Siobhan volvió a pensarlo antes de asentir con la cabeza. Se había iniciado el proyecto de un plan para convertir una zona de Leith en lugar seguro para las prostitutas callejeras; pero la primera elección había sido un polígono industrial muy mal iluminado y escenario, años atrás, de una agresión. Así que todo seguía pendiente.

Se sentó sobre las piernas en el sofá y Bain se acomodó en el sillón frente a ella.

—¿Qué es esa música que has puesto?

—¿Quién es ahora el dueño de la sauna? —preguntó ella a su vez sin contestarle.

—Pues... depende.

—¿De qué?

Bain se daba golpecitos con el índice en un lado de la nariz.

—¿Voy a tener que sacártelo a golpes? —preguntó Siobhan sonriendo por encima del borde de la taza.

—Supongo que lo harías —replicó él sin soltar prenda.

—Creí que éramos amigos.

—Lo somos.

—Pues no sé a qué vienes aquí si no quieres hablar.

Bain suspiró y, al dar otro sorbo, le quedó una marca de leche en el labio superior.

—¿Conoces a Big Cafferty? —dijo.
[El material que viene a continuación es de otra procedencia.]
PR #115, opened 2016-04-10
Added the ability to get the RAPID from a file and modified Helios generator

mgermain:


smartdispatch/job_generator.py
```diff
@@ -136,15 +150,10 @@ def generate_pbs(self):
 class HeliosJobGenerator(JobGenerator):
 
     def generate_pbs(self):
-        pbs_list = self.generate_pbs_with_account_name_from_env('RAP')
+        pbs_list = self.generate_pbs_with_account_name_from_file("{}/.default_rap".format(os.environ['HOME']))
 
         for pbs in pbs_list:
-            # Remove forbidden ppn option. Default is 5 cores per 2 gpu.
+            # Remove forbidden ppn option. Default is 2 cores per gpu.
```
MarcCote: Why did we force having an even number of gpus before?

mgermain: It was a restriction of helios that is no longer true.

smartdispatch/job_generator.py
```diff
@@ -136,15 +150,10 @@ def generate_pbs(self):
 class HeliosJobGenerator(JobGenerator):
 
     def generate_pbs(self):
-        pbs_list = self.generate_pbs_with_account_name_from_env('RAP')
+        pbs_list = self.generate_pbs_with_account_name_from_file("{}/.default_rap".format(os.environ['HOME']))
```
MarcCote: It is better to use `os.path.join(os.environ['HOME'], ".default_rap")`.

smartdispatch/tests/test_utils.py
```diff
@@ -10,8 +10,8 @@
 class PrintBoxedTests(unittest.TestCase):
 
     def setUp(self):
-        self.empty = ''
-        self.text = "This is weird test for a visual thing.\nWell maybe it's fine to test it's working."
+        self.empty = u""
```
MarcCote: Unless we specifically need unicode text, I don't think we should force it.

smartdispatch/job_generator.py
mgermain: True!

smartdispatch/job_generator.py
```diff
@@ -100,6 +100,20 @@ def generate_pbs_with_account_name_from_env(self, environment_variable_name):
 
         return pbs_list
 
+    def generate_pbs_with_account_name_from_file(self, rapid_filename):
+        pbs_list = JobGenerator.generate_pbs(self)
```
MarcCote: Why not using `self.generate_pbs()` ?

smartdispatch/job_generator.py
```diff
@@ -100,6 +100,20 @@ def generate_pbs_with_account_name_from_env(self, environment_variable_name):
...
+
+        if not os.path.isfile(rapid_filename):
+            raise ValueError("Account name file {} does not exist. Please, provide your account name!".format(rapid_filename))
```
MarcCote: Should we mention how to provide it (what option to use)?

smartdispatch/job_generator.py
mgermain: Because it would to a recursive call to the generate_pbs() of the child class and explode.

smartdispatch/tests/test_job_generator.py
```diff
@@ -134,28 +134,33 @@ def setUp(self):
         self.commands = ["echo 1", "echo 2", "echo 3", "echo 4"]
         self.queue = Queue("gpu_8", "helios")
 
-        self.env_val = 'RAP'
+        self._home_backup = os.environ['HOME']
+        os.environ['HOME'] = os.path.abspath('.')
```
MarcCote: To be safe we should run the tests in a temp folder like we did here:
https://github.com/SMART-Lab/smartdispatch/blob/master/tests/test_smart_dispatch.py#L15
and change directory using:
https://github.com/SMART-Lab/smartdispatch/blob/master/tests/test_smart_dispatch.py#L29

and making sure in the tearDown we do a clean up:
https://github.com/SMART-Lab/smartdispatch/blob/master/tests/test_smart_dispatch.py#L32

smartdispatch/tests/test_job_generator.py
```diff
@@ -134,28 +134,33 @@ def setUp(self):
...
 
-        self.bak_env_home_group = os.environ.get(self.env_val)
-        if self.bak_env_home_group is not None:
-            del os.environ[self.env_val]
-        os.environ[self.env_val] = "/rap/group/"
+        self.rap_filename = "{}/.default_rap".format(os.environ['HOME'])
+        if os.path.isfile(self.rap_filename):
+            raise Exception("Test fail: {} should not be there.".format(self.rap_filename))
```
MarcCote: This wouln't be necessary if we you use a temp folder to run the tests.

smartdispatch/job_generator.py
MarcCote: Cool

smartdispatch/job_generator.py
mgermain: Good point but I think is kinda explicit that they need to create the file (which should be there, cluster default). How would you phrase it?

smartdispatch/job_generator.py
MarcCote: Right. We should use `super(JobGenerator, self).generate_pbs()` though.

smartdispatch/tests/test_job_generator.py
```diff
@@ -134,28 +134,33 @@ def setUp(self):
...
 
-        self.env_val = 'RAP'
+        self._home_backup = os.environ['HOME']
+        os.environ['HOME'] = os.path.abspath('.')
 
-        self.bak_env_home_group = os.environ.get(self.env_val)
-        if self.bak_env_home_group is not None:
-            del os.environ[self.env_val]
-        os.environ[self.env_val] = "/rap/group/"
+        self.rap_filename = "{}/.default_rap".format(os.environ['HOME'])
```
MarcCote: Same thing here, use `os.path.join`.

smartdispatch/job_generator.py
mgermain: Is that even compatible with python3, I think it's only `super()` ?
Worst case, `super(self.__class__, self).generate_pbs()`

smartdispatch/tests/test_job_generator.py
mgermain: Good point, changing.

smartdispatch/tests/test_job_generator.py
mgermain: Yup

smartdispatch/tests/test_job_generator.py
mgermain: True but still it not totally wortless.

smartdispatch/tests/test_utils.py
mgermain: meh, not sure about that, removing it

smartdispatch/tests/test_job_generator.py
mgermain: I don't think that the changedir is useful in this case.

smartdispatch/job_generator.py
MarcCote: Yes, you can provide the arguments for `super` in Python 3.
You might be right about using `super(self.__class__, self).generate_pbs()` though.

smartdispatch/job_generator.py
MarcCote: I thought we could provide an argument to the script `smart_dispatch.py`

smartdispatch/tests/test_job_generator.py
MarcCote: You are right because of the modification to `os.environ['HOME']`.

smartdispatch/tests/test_job_generator.py
MarcCote: The temp folder will be empty. Maybe I'm missing something but that line will never be executed.

smartdispatch/tests/test_utils.py
MarcCote: thx

smartdispatch/job_generator.py
mgermain: `smart_dispatch.py` never had a account name flag. The reason we never did that is that not all cluster require one.

MarcCote: I see. Supporting adding any PBS flags (not only resources) would be useful for that I guess :P. Regarding the error message, what about: `"Cannot find account name (RAP) in {}".format(rapid_filename)`

smartdispatch/job_generator.py
mgermain: Ok the internet seems to say that super(self.__class__, self).function() is a bad idea as it will hit infinit recursion some times. <ParentClassname>.function() seems to be fine but not recommended because it's a weird syntax.

Python3 is super() but also accept super(<classname>, self).function().

I guess I'll switch everything to super(<classname>, self).function() :S

PR #114, opened 2020-11-12
Add status

Kii-26:


app/src/main/java/com/cmput301f20t21/bookfriends/ui/component/BaseBookListAdapter.java
```diff
@@ -65,6 +67,7 @@ public void onBind(Book book) {
             this.author.setText(this.itemView.getResources().getString(R.string.book_list_item_author, book.getAuthor()));
             this.isbn.setText(book.getIsbn());
             this.book = book;
+            this.status.setText(book.getStatus().name());
```
zhpeng811, line 70: search through the difference between .name() vs .toString()

https://stackoverflow.com/questions/13291076/java-enum-why-use-tostring-instead-of-name
https://dzone.com/articles/enum-using-the-name-and-tostring-methods-correctly

looks like it's better to use toString() here since we are presenting this information to the user

c25vdw (approved):
lgtm. I'm good with either `name()` or `toString()`

zhpeng811 (approved):
lgtm

PR #116, opened 2020-11-13
feat: implement send request in browse

kdvuong:
- while waiting for the detail page to be merge, I have put a temporary request button in item_book_list layout to test the logic and functionality.


kdvuong:
demo:
Capture2
Capture3

app/src/main/java/com/cmput301f20t21/bookfriends/ui/browse/BrowseViewModel.java
```diff
@@ -74,4 +83,14 @@ private void fetchBooks() {
...
+
+    public void sendRequest(AvailableBook book) {
+        requestRepository
+                .sendRequest(currentUsername, book.getId())
+                .addOnSuccessListener(requestId -> {
+                    int positionToUpdate = bookData.indexOf(book);
+                    book.setRequested(true);
+                    updatedPosition.setValue(positionToUpdate);
+                });
+    }
```
zhpeng811, line 95: do we need to set the status of the book to "Requested" if the previous status is "Available"?  And I think getAvailableBooksForUser() should also include a list of books with the status "Requested"

Then in the browse page we will have a list of books that have status either "Available" or "Requested", but we can still have the logic you had before, we don't display the actual book status, but display the "requested" status displayed in .setRequested() function if the specific user has requested the book

Or if it is requested by the user already it should not display in the "Browse" fragment but rather in the "Requested" tab in "Borrow" fragment? We might have to discuss about this..

kdvuong: updated

zhpeng811 (approved):
lgtm

c25vdw (approved):
lgtm

PR #119, opened 2020-11-16
refactor: add imageUrl attribute in book

c25vdw:
also move the image related logic into book repository


app/src/main/java/com/cmput301f20t21/bookfriends/entities/Book.java
```diff
@@ -17,6 +17,7 @@
     private String description;
     private String owner; // the owner's username
     private BOOK_STATUS status;
+    private String imageUri; // the downloadable, public url of the cover image
```
kdvuong, line 20: since a link, should the name be url instead of uri?

app/src/main/java/com/cmput301f20t21/bookfriends/ui/add/AddEditActivity.java
```diff
@@ -287,14 +277,29 @@ private void onFailure(BOOK_ERROR error) {
...
+        if (uri == null) {
+            GlideApp.with(this)
+                    .load(R.drawable.no_image)
+                    .into(bookImage);
+        } else {
+            GlideApp.with(this)
+                    .load(uri)
+                    .placeholder(R.drawable.no_image)
+                    .into(bookImage);
+        }
```
zhpeng811, line 301: found something interesting as I was thinking how to not have Glide/GlideApp in so many fragments/activities, the Glide.with() part actually accepts the view as argument(even imageView!), so I tried the below code and it actually works:

image

If this actually work everywhere then I'm thinking we can have a util/helper class like this and everytime we need to load an image we just call the helper class instead of having Glide/GlideApp everywhere in our app

But this will be another PR, I will stash my changes and maybe do a small demo tonight to discuss

app/src/main/java/com/cmput301f20t21/bookfriends/entities/Book.java
```diff
@@ -30,6 +31,26 @@ public Book(String id, String isbn, String title, String author, String descript
...
+        this.owner = owner;
+        this.status = status;
+        this.imageUrl = imageUrl;
+    }
+
+    public String getImageUrl() {
+        return imageUrl;
+    }
+
+    public void setImageUrl(String uri) {
```
zhpeng811, line 52: uri 👀

zhpeng811 (approved):
lgtm

kdvuong (approved):
Lgtm

app/src/main/java/com/cmput301f20t21/bookfriends/repositories/BookRepository.java
```diff
@@ -42,37 +53,118 @@ public static BookRepository getInstance() {
         data.put("owner", owner);
         // when a book is first added, the status will always be "AVAILABLE"
         data.put("status", BOOK_STATUS.AVAILABLE.toString());
+
+        if (imageUriFile != null) {
+            return bookCollection.add(data).continueWithTask(task -> {
```
kdvuong, line 58: could we simplify this process if we add image first and receive the url? Then we can add the book all at once.

c25vdw: we can, but we do need the book id as the image key right? to do so we need to come up with a different key for images. But imo it does not simplify that much as we always have two requests to await

kdvuong: good point, I forgot about the image key.

PR #120, opened 2020-11-17
Map api

QuocTrungTran:
Only the map is implemented in this PR, which means the Latitude and Longitude are not recorded into Firebase. I will be working on integration of the map with accepting requests after this PR.


app/src/main/java/com/cmput301f20t21/bookfriends/ui/request/RequestActivity.java
```diff
@@ -144,11 +175,96 @@ public void openDialog(int position) {
                 .setPositiveButton(R.string.edit_confirm, new DialogInterface.OnClickListener() {
                     public void onClick(DialogInterface dialog, int id) {
                         Toast.makeText(RequestActivity.this, "Accepted Request", Toast.LENGTH_SHORT).show();
+                        openMapDialog();
```
kdvuong, line 178: This opens the map even if the accept request fail. We need a success callback to open the map.

app/src/main/java/com/cmput301f20t21/bookfriends/ui/request/RequestActivity.java
```diff
@@ -144,11 +175,96 @@ public void openDialog(int position) {
...
                 })
                 .setNegativeButton(R.string.edit_cancel, null)
                 .show();
     }
 
+    /**
+     * function to handle the map dialog
+     * allows users to enter an address or click to pin
+     */
+    private void openMapDialog() {
```
kdvuong, line 190: can we extract this to a dialog fragment? Looks very bloated here.

app/src/main/java/com/cmput301f20t21/bookfriends/ui/request/RequestActivity.java
QuocTrungTran: I think we first should check if user clicks confirm on the map fragment then accept request. If user still cancels on the map fragment, that doesn't mean accept.

app/src/main/java/com/cmput301f20t21/bookfriends/ui/request/RequestActivity.java
```diff
@@ -135,7 +165,9 @@ public void openDialog(int position) {
                 .setPositiveButton(R.string.edit_confirm, new DialogInterface.OnClickListener() {
                     public void onClick(DialogInterface dialog, int id) {
                         Toast.makeText(RequestActivity.this, "Accepted Request", Toast.LENGTH_SHORT).show();
-                        vm.acceptRequest(position);
+                        MapDialog mapDialog = new MapDialog(vm, position);
```
QuocTrungTran, line 168: acceptRequest is moved into map dialog

app/src/main/java/com/cmput301f20t21/bookfriends/ui/request/MapDialog.java
```diff
@@ -0,0 +1,127 @@
...
+        MapView mapView = (MapView) dialog.findViewById(R.id.map_view);
+
+        mapView.onCreate(dialog.onSaveInstanceState());
+        mapView.onResume();
+        mapView.getMapAsync(new OnMapReadyCallback() {
+            @Override
+            public void onMapReady(GoogleMap googleMap) {
+                LatLng edmontonLatLng = new LatLng(53.544388, -113.490929);
+                googleMap.moveCamera(CameraUpdateFactory.newLatLngZoom(edmontonLatLng, 12f));
+                myMap = googleMap;
```
zhpeng811, line 62: this might be a question we need to discuss, can we ask for permission to get the user's location and set the default location to the user location we got. If the permission is denied then we can set to a default location like Edmonton

It seems bad to make the default always Edmonton when a user could live in somewhere far like Asia

QuocTrungTran: Yes I can get the user's location but I think it's not in the requirement so I didn't do that. 
Will be implementing it now

app/src/main/java/com/cmput301f20t21/bookfriends/ui/request/MapDialog.java
```diff
@@ -0,0 +1,127 @@
...
+                        // move camera to that address
+                        myMap.moveCamera(CameraUpdateFactory.newLatLngZoom(latLng, 15f));
+
+                        MarkerOptions options = new MarkerOptions()
+                                .position(latLng)
+                                .title(address.getAddressLine(0));
+                        myMap.addMarker(options);
+                        // TODO: hide the keyboard after searching (optional)
+                        // not sure why this is not working properly
+                        dialog.getWindow().setSoftInputMode(WindowManager.LayoutParams.SOFT_INPUT_STATE_ALWAYS_HIDDEN);
```
c25vdw, line 99: <details><summary>we could possibly do it this way. works on my end
</summary>

https://stackoverflow.com/a/1109108/7358099
image
</details>

app/src/main/java/com/cmput301f20t21/bookfriends/ui/request/MapDialog.java
c25vdw: would it work if we do that in another PR? imo this PR meets the bare minimum for views already.

QuocTrungTran: Yeah sure. Another PRs for getting device location and as well as auto suggestions.

zhpeng811 (approved):
this PR lgtm

c25vdw (approved):
lgtm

Era una pregunta redundante—. Pues se dice que si se hurga a fondo aparece su nombre.

—¿Cafferty? —repitió Siobhan echándose hacia delante.
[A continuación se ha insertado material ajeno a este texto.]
PR #127, opened 2020-11-18
feat: update book status upon user action

zhpeng811:
When a "Available" Book is requested, then Available -> Requested
When a "Requested" Book no longer have any outstanding requests , then Requested -> Available
When a "Requested" Book is accepted, then Requested -> Accepted

Current Solution to update the status in RequestActivity is to use a MutableLiveData, if we have time we can implement the snapshotlistener to replace it

### DIFF
--- a/app/build.gradle
+++ b/app/build.gradle
@@ -18,6 +18,13 @@ android {
         versionName "1.0"
 
         testInstrumentationRunner "androidx.test.runner.AndroidJUnitRunner"
+        // Read the API key from ./secure.properties into R.string.maps_api_key
+        def secureProps = new Properties()
+        if (file("../secure.properties").exists()) {
+            file("../secure.properties")?.withInputStream { secureProps.load(it) }
+        }
+        resValue "string", "maps_api_key", (secureProps.getProperty("MAPS_API_KEY") ?: "")
+
     }
 
     buildTypes {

—No es algo a lo que él precisamente dé publicidad; nunca se acerca por el local.

—¿Cómo lo sabes?

Bain se rebulló en el asiento, incómodo por aquella conversación.

—Porque he estado haciendo algún trabajo para los de Narcotráfico.

—¿Para Claverhouse?

Él asintió con la cabeza.

—Que quede entre nosotros. Si se entera de que he dicho algo...

—¿Andan otra vez detrás de Cafferty?

—¿Lo dejamos, por favor? En cuanto acabe este trabajo vuelvo a la División Forense Informatizada. ¿Sabes que el volumen de trabajo aumenta un veinte por ciento cada tres meses?

Siobhan se puso en pie y se acercó a la ventana. Estaban bajadas las persianas, pero permaneció allí como si mirara algo sorprendente.

—¿Qué trabajo? ¿El de Narcotráfico?

—El forense informatizado. No escuchas.

—¿Cafferty? —dijo ella casi para sus adentros.

Cafferty, dueño de Paradiso, una sauna a la que iba Edward Marber, y además se comentaba que el galerista engañaba a sus clientes...

—Yo tenía que haberle interrogado hoy —dijo Siobhan pausadamente.

—¿A quién?

Volvió la cabeza hacia Bain como si se hubiera olvidado de su presencia.

—A Cafferty —contestó.

—¿Por qué?

—Pero se había marchado a Glasgow y no vuelve hasta más tarde —añadió ella sin escucharle, consultando el reloj.

—Ya lo harás el lunes —dijo Bain.

Ella asintió con la cabeza. Sí, claro, lo haría el lunes, pero quizá mientras tanto podía recopilar más datos.

—Bueno —dijo Bain—, siéntate y relájate.

—¿Cómo quieres que me relaje? —replicó ella dándose una palmada en el muslo.

—Muy fácil. Te sientas, respiras hondo y me cuentas algo.

—¿Qué voy a contarte? —replicó ella mirándole.

—Por qué de pronto te interesa tanto Morris Gerald Cafferty, por ejemplo.

Siobhan volvió al sofá, se sentó y respiró hondo varias veces. A continuación estiró el brazo y cogió el móvil del suelo.

—Antes tengo que hacer una llamada.

Bain puso los ojos en blanco; pero entonces contestaron a la llamada de Siobhan y él sonrió. Estaba encargando una pizza.